The Antonio Narro Agrarian Autonomous University or Universidad Autónoma Agraria Antonio Narro in Spanish (UAAAN) is a public university in Mexico dedicated to the Agricultural, Silvicultural, Animal Production, food and Environmental Sciences. It is located 6 km south of Saltillo, in the Mexican state of Coahuila. The Antonio Narro Agrarian Autonomous University is one of the most important agricultural colleges of Latin America, and the "Narro" has national and international recognition in the agricultural and animal industry and the high academic level. There is also a campus in Torreón, Coahuila. It is also called "Universidad Antonio Narro" for short, or simply, "La Narro". In 2008 the UAAAN had an enrollment of about 4,500 students in both campuses, all in agriculture and related sciences.

== History ==
The Antonio Narro Agrarian Autonomous University (UAAAN) was founded on March 4, 1923, after the philanthropist Antonio Narro Rodríguez donated his Buenavista Estate for a public agricultural university, which became the "Regional School of Agriculture Antonio Narro". The main objective of this university consisted of preparing young people in a professional discipline of agricultural work in the field. Two months before dying on September 24, 1912, Antonio Narro Rodriguez had bequeathed a substantial part of its personal fortune: his property in Buenavista and $22,000 Mexican pesos, the value of six urban properties in the city of Saltillo, for constituting a school of agriculture.

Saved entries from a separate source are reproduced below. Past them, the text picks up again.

PR #173, opened 2023-03-14
standardize input scripts under templates

arkabokshi:
Added `gkw` input script and updated inputs for `gs2` and `gene` so that they all agree for a physically relevant standardized Cyclone-like case. 

`cygro` and `tglf` inputs need updating... @mgiacomin @bpatel2107 ?


mgiacomin (commented):
Why do you need `beta_prime=0`?

pyrokinetics/templates/input.gs2
```diff
@@ -63,7 +66,7 @@
 /
 
 &collisions_knobs
-    collision_model = 'default'
+    collision_model = 'none'
```
mgiacomin: Why do you need a collisionless case?

mgiacomin: @arkabokshi in case you don't receive notifications.

mgiacomin:
I was wondering if this PR should be part of a more general PR where GKW is added?

pyrokinetics/templates/input.gs2
bpatel2107: We should try and match the collision operators as close as possible and I think including it is best. pyro doesn't currently change this value yet so we should leave it on by default

d7919: Yes, I'd be inclined to say we should match everything as closely as possible whilst enabling as much physics as possible.

pyrokinetics/templates/input.gs2
```diff
@@ -75,8 +78,8 @@
     mass = 2.724e-4
     dens = 1.0
     temp = 1.0
-    tprim = 3.0
-    fprim = 1.0
+    tprim = 9.0
```
bpatel2107: We need to be careful here and pyro doesn't quite deal with using `Rmaj` as the reference length yet. It should be doable given our normalisation setup.

bpatel2107:
I think it makes sense for all the templates to be the same case so happy for that to be a separate PR. We don't really need the GKW input file until GKW is ready to be merged but I'm fine to keep it in there for now.

pyrokinetics/templates/input.gs2
arkabokshi: OK. If we are inclined to keep as much physics as possible then we should enable collisions and beta_prime.  I think beta_prime makes it trickier to match; let me try again.

bpatel2107: Just use pyro to convert it

ZedThree:
Here's my thoughts: having the default template be cyclone seems sensible, it's good, familiar starting point for most purposes. But it also makes sense to supply some templates for more complex cases, like collisional, EM, nonlinear, etc. Having each of these templates for each code is also sensible.

pyrokinetics/templates/input.gs2
arkabokshi: So in these templates, does it matter what the normalizing length-scale is?   I was thinking that the templates should work as is if we ran them, so while I can re-normalize everything to `a_minor`, `GKW` won't like it (`Rmaj` normalization is hardwired)...

bpatel2107:
Might be worth making a CBC directory for those templates and a separate directory for the complicated full geometry, EM, collisions case.

Would be good because we then have the option of eventually running these simple cases to see if the results are as expected (definitely a different PR and not sure how we would do that)

pyrokinetics/templates/input.gs2
bpatel2107: Sure but `TGLF` and `CGYRO` (and `GFTM` when that gets added in) have `a_minor` hardwired as the normalising length case. Given that more codes have `a_minor` I'm inclined to use that in the templates. I do accept that the `GKW` should be physically correct so to have `Rmaj`, such that if we ran we it would be physically the same as the others. 

This is a slightly fiddily I admit

arkabokshi: 1. Should we keep `GKW` in `Rmaj` and `TGLF` & `CYGRO` in `a_minor` then?  Should be fine as long as the templates can produce the same result?
2. Following on from @ZedThree's suggestion, do you want the templates to be linear for now?  A more comprehensive template (perhaps covering nonlinear settings) could be a separate PR?

d7919:
It's worth remembering that the templates are _not_ examples -- they could be, but their first job is to provide sensible defaults I guess.

bpatel2107:
I've updated the TGLF and CGYRO input files to the CBC. I've set `beta_prime` consistent with the gradients and assumed that the GS2 electron collisionality (`vnewk`) is 0.1

Not sure if there is a default collisionality for CBC

arkabokshi:
Have you tried running the two codes to see that they agree?   I can get pretty good agreement between `GKW` and `GS2`, but `GENE` does not agree with them when `beta_prime` is enabled (without $\beta'$ all 3 codes in excellent agreement).  

Tried updating the `GENE` script by hand and using Pyro and the outcome is no better (both wrong in different ways).  I suspect there is another bug in the `GENE` part of the code -- will open another PR.  Maurizio and I will have a check later today.  Could @dake0795 have a look as well?

mgiacomin:
The tests should also be updated since we changed the template files.

pyrokinetics/templates/input.gene
```diff
@@ -59,7 +59,7 @@ istep_schpt = 0
     shat = 1.0
     major_R = 1.0
     trpeps = 0.166
-    minor_r = 0.0
+    minor_r = 1.0
```
bpatel2107, line 68: In the CBC, I believe `minor_r` should be `1/3` if using `Lref = R_major`

bpatel2107:
So I managed to get a cross code comparison for the CBC using GS2, GENE and CGYRO, with the following results for the growth rate and mode frequency
image


This has 3 fields, sugama collisions (same as GS2 default with only deuterium) and a finite beta_prime using the `enhancement/gene_dat_outputs` branch.

I've pushed these input file to this branch. We can then get GKW on there (I don't know how to run that) and we should be good to go

bpatel2107:
It's likely that the difference in GENE was due to `hyp_v` in the GENE input file being non-zero. I found that they agree when this is set to 0.

dake0795 (approved):
All looks good to me on the GENE side. After looking at this yesterday with @bpatel2107 it looks like some of the discrepancy @arkabokshi was finding when comparing runs was due to a poor choice of defaults in the template (for which I take the blame). This should now be resolved.

arkabokshi:
@bpatel2107  Removing `input.gkw` and will include in the `add_gkw` branch. So this branch should be good to go I think.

Over the years, the university college changed its name several times. In 1938, it became the Superior School of Agriculture (Escuela Superior de Agricultura); by 1957, then became a founding institution of the University of Coahuila. In 1975, it became Antonio Narro Agrarian Autonomous University by a decree of the Coahuila state congress. Finally, in 2006, UAAAN was recognized as a Federal University, through a decree approved by the Chamber of Deputies and the Senate and published in the federal register by the President of Mexico, April 26, 2006.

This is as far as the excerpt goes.